Replace pasta with thin strips of squash and zucchini and top with pesto. Add some basil-garlic sausages or chicken to make it a complete meal!
Step: 1
Heat olive oil in a large skillet over medium-low heat. Add squash, zucchini, and onions; saute until slightly tender, about 10 minutes. Season with salt and pepper.
Step: 2
Combine pine nuts, salt, and pepper in a food processor; pulse until coarsely chopped. Add basil, Parmesan cheese, and garlic. Continue to process until finely ground. Slowly add in olive oil until pesto reaches the desired consistency.
Step: 3
Serve pesto over the warm vegetables. Top with tomatoes. Taste and adjust seasoning if needed.

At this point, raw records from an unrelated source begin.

Issue #1126, opened 2022-02-25
Sentry crashing without proper debug information when . xcodeproj is not valid


grzegorzkrukowski:
### Environment

How do you use Sentry?
Sentry CLI - directly pushed to GIT repository. I am running it on GitHub workers - tried both macOS and Linux - both failing

Which SDK and version?
sentry-cli 1.73.0

### Steps to Reproduce

I lately changed our CLI setup to keep `Package.resolved` files in the repository for caching purposes. 
This makes my repository have empty `.xcodeproj` that just has `Package.resolved` in it - no more files from typical xcodeproj exists there.

With that state - SentryCLI is failing, differently for different environments:
- macOS - crashing with `thread 'unnamed' panicked at 'Command `xcodebuild -list -json -project`
- ubuntu - crashing with `error: No such file or directory (os error 2)`

### Expected Result

I would expect Sentry to just ignore discovering InfoPlist file in that case - maybe with a warning, but not crashing.
If that's expected behavior - the errors should be more readable - especially for Ubuntu - took me half a day to figure out what's actually happening there.
Also would be nice to just have a flag to skip this auto-discovery if it cannot be silently skipped without errors.

### Actual Result

Sentry failed to upload my pre-generated dSYMs.

kamilogorek:
Can you run the command with `SENTRY_LOG_LEVEL=debug` and provide the log please?

grzegorzkrukowski:
Hey @kamilogorek - here you go - I had to hide all private stuff with ***
It's really easy to reproduce by just creating a `.xcodeproj` and deleting everything beside `Package.resolved` in it.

Per Serving: 420 calories; protein 13.1g; carbohydrates 23g; fat 33.2g; cholesterol 8.8mg; sodium 217.2mg.
The most clear way to pick a side dish is to look at your main dish (pasta, chicken, seared tofu) and pick more different. If you’re cooking pasta, make sure for a simple healthy dish . Making steak? Go for something light. If you’re making stir-fry with rice, it must not a best idea to also make a rice salad.
This also can apply to cooking process . You don’t want to push more often your oven by scheduling three dishes at once in there, or be rounding four pans on the stovetop . But often you can made a dish do double-duty .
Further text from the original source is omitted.